● Exercise prompt
Look below for the line containing "PR #2309, opened 2026-01-25" and the line containing "hexToU8a, isHex, u8aToString"; repeat exactly those two lines and all lines between them, and nothing else.

● Records supplied

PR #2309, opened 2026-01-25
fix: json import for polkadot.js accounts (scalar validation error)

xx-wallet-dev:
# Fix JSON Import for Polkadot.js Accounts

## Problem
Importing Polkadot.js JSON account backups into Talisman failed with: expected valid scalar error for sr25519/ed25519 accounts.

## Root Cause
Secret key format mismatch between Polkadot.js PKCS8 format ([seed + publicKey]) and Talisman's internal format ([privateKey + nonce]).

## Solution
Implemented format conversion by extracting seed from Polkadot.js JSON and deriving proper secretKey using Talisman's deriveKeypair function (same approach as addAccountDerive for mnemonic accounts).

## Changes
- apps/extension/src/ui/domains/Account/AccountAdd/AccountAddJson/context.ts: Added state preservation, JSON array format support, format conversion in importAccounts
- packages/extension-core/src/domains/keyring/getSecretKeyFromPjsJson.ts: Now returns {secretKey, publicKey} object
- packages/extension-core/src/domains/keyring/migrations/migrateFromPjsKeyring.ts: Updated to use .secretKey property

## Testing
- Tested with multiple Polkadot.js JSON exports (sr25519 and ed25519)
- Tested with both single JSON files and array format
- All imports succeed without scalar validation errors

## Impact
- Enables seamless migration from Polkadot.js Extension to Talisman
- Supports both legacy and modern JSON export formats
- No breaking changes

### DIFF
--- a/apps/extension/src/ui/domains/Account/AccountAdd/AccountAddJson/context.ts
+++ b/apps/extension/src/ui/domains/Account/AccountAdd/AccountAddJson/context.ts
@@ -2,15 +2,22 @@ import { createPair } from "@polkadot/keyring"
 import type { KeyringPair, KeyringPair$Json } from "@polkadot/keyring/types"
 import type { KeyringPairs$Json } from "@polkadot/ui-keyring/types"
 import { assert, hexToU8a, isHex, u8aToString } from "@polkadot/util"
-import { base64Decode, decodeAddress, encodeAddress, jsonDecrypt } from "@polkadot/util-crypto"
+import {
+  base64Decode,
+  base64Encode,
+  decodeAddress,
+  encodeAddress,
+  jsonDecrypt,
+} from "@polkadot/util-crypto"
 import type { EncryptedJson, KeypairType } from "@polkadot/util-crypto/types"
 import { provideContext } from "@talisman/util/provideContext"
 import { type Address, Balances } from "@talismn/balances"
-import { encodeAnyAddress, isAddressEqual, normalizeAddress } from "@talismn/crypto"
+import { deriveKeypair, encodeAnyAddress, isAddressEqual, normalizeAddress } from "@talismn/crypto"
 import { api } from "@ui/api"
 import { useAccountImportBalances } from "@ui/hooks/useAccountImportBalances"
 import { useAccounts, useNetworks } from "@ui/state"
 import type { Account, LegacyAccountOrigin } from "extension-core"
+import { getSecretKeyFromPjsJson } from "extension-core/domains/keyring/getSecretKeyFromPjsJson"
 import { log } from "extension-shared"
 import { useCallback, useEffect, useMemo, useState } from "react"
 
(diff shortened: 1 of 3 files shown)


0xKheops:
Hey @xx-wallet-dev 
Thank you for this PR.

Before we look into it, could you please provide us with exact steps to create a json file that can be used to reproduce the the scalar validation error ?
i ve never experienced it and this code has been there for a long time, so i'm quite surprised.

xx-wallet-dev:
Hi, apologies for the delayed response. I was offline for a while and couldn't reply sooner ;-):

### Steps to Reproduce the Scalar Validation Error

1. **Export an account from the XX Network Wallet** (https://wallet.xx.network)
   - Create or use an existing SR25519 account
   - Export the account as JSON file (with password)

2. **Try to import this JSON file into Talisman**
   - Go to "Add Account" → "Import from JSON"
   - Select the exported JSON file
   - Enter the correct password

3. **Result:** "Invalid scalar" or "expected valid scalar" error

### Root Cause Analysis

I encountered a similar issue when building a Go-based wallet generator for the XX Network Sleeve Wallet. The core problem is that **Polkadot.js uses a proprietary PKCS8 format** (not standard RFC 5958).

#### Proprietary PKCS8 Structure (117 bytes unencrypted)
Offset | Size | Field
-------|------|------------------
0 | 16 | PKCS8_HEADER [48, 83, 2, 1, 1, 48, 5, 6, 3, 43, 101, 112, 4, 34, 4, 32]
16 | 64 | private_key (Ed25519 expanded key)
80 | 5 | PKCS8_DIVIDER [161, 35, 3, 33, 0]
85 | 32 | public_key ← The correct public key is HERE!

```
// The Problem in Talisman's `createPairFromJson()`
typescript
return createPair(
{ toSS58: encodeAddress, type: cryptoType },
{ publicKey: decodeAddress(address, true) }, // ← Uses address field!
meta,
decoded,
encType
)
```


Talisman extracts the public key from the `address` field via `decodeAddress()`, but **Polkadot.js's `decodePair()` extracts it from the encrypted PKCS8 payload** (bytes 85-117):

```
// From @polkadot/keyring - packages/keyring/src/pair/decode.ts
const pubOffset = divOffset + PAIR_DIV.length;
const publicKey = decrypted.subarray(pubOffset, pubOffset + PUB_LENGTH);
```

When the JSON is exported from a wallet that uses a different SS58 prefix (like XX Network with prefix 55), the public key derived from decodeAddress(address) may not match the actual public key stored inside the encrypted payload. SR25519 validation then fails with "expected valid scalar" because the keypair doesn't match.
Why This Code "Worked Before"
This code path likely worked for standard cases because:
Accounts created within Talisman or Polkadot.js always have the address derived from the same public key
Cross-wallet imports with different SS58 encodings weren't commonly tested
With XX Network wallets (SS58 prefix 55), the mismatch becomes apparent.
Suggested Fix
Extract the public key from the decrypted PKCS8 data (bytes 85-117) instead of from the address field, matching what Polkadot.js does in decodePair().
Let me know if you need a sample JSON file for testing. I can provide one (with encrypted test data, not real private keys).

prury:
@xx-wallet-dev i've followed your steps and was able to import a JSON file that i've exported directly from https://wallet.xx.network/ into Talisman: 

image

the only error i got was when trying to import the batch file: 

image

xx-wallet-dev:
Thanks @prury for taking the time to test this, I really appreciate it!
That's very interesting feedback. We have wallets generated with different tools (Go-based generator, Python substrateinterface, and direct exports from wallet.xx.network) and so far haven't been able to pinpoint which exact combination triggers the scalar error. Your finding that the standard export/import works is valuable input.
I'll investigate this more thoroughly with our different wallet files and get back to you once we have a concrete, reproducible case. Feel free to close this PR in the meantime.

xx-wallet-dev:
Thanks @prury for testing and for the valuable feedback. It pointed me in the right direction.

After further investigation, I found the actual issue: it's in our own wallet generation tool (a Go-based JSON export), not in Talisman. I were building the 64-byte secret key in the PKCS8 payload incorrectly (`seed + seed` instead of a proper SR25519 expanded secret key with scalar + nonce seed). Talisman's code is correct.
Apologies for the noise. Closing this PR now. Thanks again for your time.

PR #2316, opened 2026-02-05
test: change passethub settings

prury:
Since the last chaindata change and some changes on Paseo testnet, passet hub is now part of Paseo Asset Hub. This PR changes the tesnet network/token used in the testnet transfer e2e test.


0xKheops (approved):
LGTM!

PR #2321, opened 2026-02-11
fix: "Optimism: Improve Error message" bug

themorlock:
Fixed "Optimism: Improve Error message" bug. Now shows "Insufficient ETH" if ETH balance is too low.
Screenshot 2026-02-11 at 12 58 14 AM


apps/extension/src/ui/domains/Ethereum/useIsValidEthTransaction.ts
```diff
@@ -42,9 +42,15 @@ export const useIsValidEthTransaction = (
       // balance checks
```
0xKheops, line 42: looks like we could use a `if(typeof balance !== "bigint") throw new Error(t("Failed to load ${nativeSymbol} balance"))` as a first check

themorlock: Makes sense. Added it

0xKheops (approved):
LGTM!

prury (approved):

--

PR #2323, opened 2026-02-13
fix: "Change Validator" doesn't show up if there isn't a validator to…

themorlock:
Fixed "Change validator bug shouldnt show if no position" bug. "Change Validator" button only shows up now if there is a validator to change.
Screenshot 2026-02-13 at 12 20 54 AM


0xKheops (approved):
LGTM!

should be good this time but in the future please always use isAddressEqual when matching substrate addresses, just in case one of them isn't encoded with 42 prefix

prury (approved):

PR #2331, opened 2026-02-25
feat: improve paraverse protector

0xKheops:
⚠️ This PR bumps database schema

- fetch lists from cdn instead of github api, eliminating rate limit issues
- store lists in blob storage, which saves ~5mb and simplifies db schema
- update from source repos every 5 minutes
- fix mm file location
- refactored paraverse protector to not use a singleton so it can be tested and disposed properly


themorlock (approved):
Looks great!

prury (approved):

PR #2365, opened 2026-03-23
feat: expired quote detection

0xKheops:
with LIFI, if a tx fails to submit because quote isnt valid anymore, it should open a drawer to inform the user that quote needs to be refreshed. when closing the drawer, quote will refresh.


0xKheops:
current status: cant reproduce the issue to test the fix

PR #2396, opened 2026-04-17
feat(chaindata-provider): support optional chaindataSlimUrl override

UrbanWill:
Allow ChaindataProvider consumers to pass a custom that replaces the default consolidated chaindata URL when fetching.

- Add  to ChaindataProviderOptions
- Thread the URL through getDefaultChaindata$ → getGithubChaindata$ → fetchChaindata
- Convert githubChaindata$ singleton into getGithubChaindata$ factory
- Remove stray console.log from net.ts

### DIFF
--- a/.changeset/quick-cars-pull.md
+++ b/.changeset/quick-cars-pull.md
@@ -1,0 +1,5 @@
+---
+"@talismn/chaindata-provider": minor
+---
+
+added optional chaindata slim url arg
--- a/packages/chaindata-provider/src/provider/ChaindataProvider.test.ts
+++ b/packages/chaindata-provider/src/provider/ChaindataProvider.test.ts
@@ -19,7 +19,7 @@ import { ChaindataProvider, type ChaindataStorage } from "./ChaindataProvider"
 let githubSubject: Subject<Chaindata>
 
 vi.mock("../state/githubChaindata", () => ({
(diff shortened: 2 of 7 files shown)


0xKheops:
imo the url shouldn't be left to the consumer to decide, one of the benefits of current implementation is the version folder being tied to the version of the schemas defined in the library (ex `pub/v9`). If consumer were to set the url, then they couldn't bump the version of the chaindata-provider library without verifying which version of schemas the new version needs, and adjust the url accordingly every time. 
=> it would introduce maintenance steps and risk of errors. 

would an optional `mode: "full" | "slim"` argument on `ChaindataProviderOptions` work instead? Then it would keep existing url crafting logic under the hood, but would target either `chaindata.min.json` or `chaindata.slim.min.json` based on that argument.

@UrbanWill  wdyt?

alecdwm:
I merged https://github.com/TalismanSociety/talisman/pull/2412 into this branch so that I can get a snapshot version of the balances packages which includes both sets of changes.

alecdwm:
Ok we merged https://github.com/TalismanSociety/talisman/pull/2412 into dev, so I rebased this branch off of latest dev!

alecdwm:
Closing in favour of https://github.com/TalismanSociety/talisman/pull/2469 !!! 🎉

● Reply to the task
PR #2309, opened 2026-01-25
fix: json import for polkadot.js accounts (scalar validation error)

xx-wallet-dev:
# Fix JSON Import for Polkadot.js Accounts

## Problem
Importing Polkadot.js JSON account backups into Talisman failed with: expected valid scalar error for sr25519/ed25519 accounts.

## Root Cause
Secret key format mismatch between Polkadot.js PKCS8 format ([seed + publicKey]) and Talisman's internal format ([privateKey + nonce]).

## Solution
Implemented format conversion by extracting seed from Polkadot.js JSON and deriving proper secretKey using Talisman's deriveKeypair function (same approach as addAccountDerive for mnemonic accounts).

## Changes
- apps/extension/src/ui/domains/Account/AccountAdd/AccountAddJson/context.ts: Added state preservation, JSON array format support, format conversion in importAccounts
- packages/extension-core/src/domains/keyring/getSecretKeyFromPjsJson.ts: Now returns {secretKey, publicKey} object
- packages/extension-core/src/domains/keyring/migrations/migrateFromPjsKeyring.ts: Updated to use .secretKey property

## Testing
- Tested with multiple Polkadot.js JSON exports (sr25519 and ed25519)
- Tested with both single JSON files and array format
- All imports succeed without scalar validation errors

## Impact
- Enables seamless migration from Polkadot.js Extension to Talisman
- Supports both legacy and modern JSON export formats
- No breaking changes

### DIFF
--- a/apps/extension/src/ui/domains/Account/AccountAdd/AccountAddJson/context.ts
+++ b/apps/extension/src/ui/domains/Account/AccountAdd/AccountAddJson/context.ts
@@ -2,15 +2,22 @@ import { createPair } from "@polkadot/keyring"
 import type { KeyringPair, KeyringPair$Json } from "@polkadot/keyring/types"
 import type { KeyringPairs$Json } from "@polkadot/ui-keyring/types"
 import { assert, hexToU8a, isHex, u8aToString } from "@polkadot/util"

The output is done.